Когда я брала интервью у Эстер Рааб в Нью-Джерси в 2010 г., там были долгие моменты, когда камеру выключали. Нам нужны были мгновения покоя. Эстер работала уборщицей в казармах украинских охранников. Вот почему она узнала Ивана Демьянюка, в то самое время представшего перед судом в Мюнхене. Она сказала, что любая женщина, которую принуждали к близости с мужчиной, всегда его узнает и вспомнит. Мы оба не хотели об этом говорить. Мне было слишком неловко спрашивать, что она имела в виду; на её лице слишком отчётливо была видна боль. Теперь мы можем только догадываться об этом. Половые связи с еврейскими женщинами официально считались позором для арийцев и вследствие этого наказывались. Между немцами и евреями было много насильственных сексуальных контактов, но Демьянюк был из Украины и не принадлежал к высшей расе.
Когда я брала интервью у выживших участников восстания, я сталкивалась с чувством стыда и вины, настолько подавленным и настолько сильно связанным с той травмой, которая его породила, что все, кого я спрашивала, отказывались говорить об этом. На самом деле, эта тема избегалась практически во всех интервью, которые я слышала, и во всех видеозаписях, которые я видела. Было общее согласие с тем, что каждому должна быть дана возможность бежать, но у людей из лагерей III и IV такого шанса никогда не было. Никто не попытался открыть для них дверь, и у людей, которые отвечали за самую грязную и отвратительную работу — газовые камеры и крематорий — не было ни единого шанса. Никто не может убедить меня не задуматься на минуту об убитых в ту же ночь и на следующий день
[210].
Арон Шнеер (Израиль)
Новые материалы о лагере смерти Собибор (по материалам архива Ильи Эренбурга и уголовным делам вахманов-травниковцев)

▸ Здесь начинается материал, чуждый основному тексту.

PR #943, opened 2017-07-05
Allow to override build date

bmwiedemann:
in order to allow for reproducible builds.
See https://reproducible-builds.org/ for why this is good
and https://reproducible-builds.org/specs/source-date-epoch/
for the definition of this variable.

Note: This variant will only work with GNU date. If BSD support is important, I can add this.

### DIFF
--- a/Makefile.am
+++ b/Makefile.am
@@ -164,8 +164,14 @@ dir_target = $(directory)-$(wildcard $(directory))
 dir_present = $(directory)-$(directory)
 dir_absent = $(directory)-
 
+if WITH_SOURCE_DATE_EPOCH
+build_date = $(shell LC_ALL=C date --utc --date="@$(SOURCE_DATE_EPOCH)")
+else
+build_date = $(shell date)
+endif
+
 version.c: FORCE | $(dir_target)
-	date | awk 'BEGIN {} {print "const char *janus_build_git_time = \""$$0"\";"} END {} ' >> version.c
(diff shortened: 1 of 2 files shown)


ancorgs:
It's worth noticing that this bug is desired for openSUSE and it's already being applied (via patch) in Debian, as you can see [here](https://bugs.debian.org/cgi-bin/bugreport.cgi?att=1;bug=865554;filename=janus.diff.txt;msg=5). So it would be nice to have this "upstreamed" so distributions caring about reproducible builds can stop patching the files.

lminiero:
Will the default still be "use the current date", or is your change overriding that? Sorry for the possibly dumb question, but I'm not familiar with this mechanism.

bmwiedemann:
The default is still 'current date' as before.
Only if `$SOURCE_DATE_EPOCH` is set (e.g. happens when building packages for the openSUSE Tumbleweed distribution) it will use that date.

lminiero:
Thanks for the clarification! If you sign our [CLA](https://cla.conf.meetecho.com/janus/) I'll merge right away then :+1:

bmwiedemann:
signed the CLA.
Note: much of the patch was written by a Debian contributor (which is why I specified him as Author in the git commit header).
OTOH, it is below 10 lines and so much copy-paste from the reference code snippets that it is probably not copyrightable anyway.

lminiero:
Got it, thx: it's just that for all merges we still need a CLA signature anyway. Merging!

Первые свидетельства о лагере смерти Собибор датируются концом июля-сентябрем 1944 г. в связи с освобождением Красной Армией в июле 1944 года территории лагерей Майданек, Белжец, Собибор, Треблинка и захватом при этом нескольких вахманов-травниковцев, служивших в этих лагерях, а также некоторой лагерной документации.
Кроме того, в хранящемся в Яд Вашем архиве писателя Ильи Эренбурга, имеются свидетельства спасшихся узников Собибора: Хаима Поврозника польского еврея
[211] и голландской еврейки Зелмы Вайнберг
[212]. Переведенные на русский язык свидетельства (оригиналы на голландском и польском языках отсутствуют) подвергнуты рукописной корректуре: пометки, знаки препинания, стилистические исправления, вычеркнутые слова и предложения, которые не всегда можно прочесть, внесены исправления, в результате которых сознательно скрыта национальность убийц. Например, в оригинальном тексте использовано слово: «бульбовцы»,
[213] подчеркивавшее украинское происхождение вахманов-травниковцев, заменено на слова «охранники». Конечно, необходимо отметить, что никакого отношения вахманы СС к «бульбовцам» Тараса Боровца не имели.
Именно этот машинописный текст, готовился к публикации. Однако лишь отдельные небольшие фрагменты этих отредактированных текстов вошли в «Черную книгу», в частности в очерк П. Антокольского и В. Каверина «Восстание в Собиборе»
[214]. Зачеркнутые в тексте слова и строки мной написаны курсивом, выделены и заключены в скобки.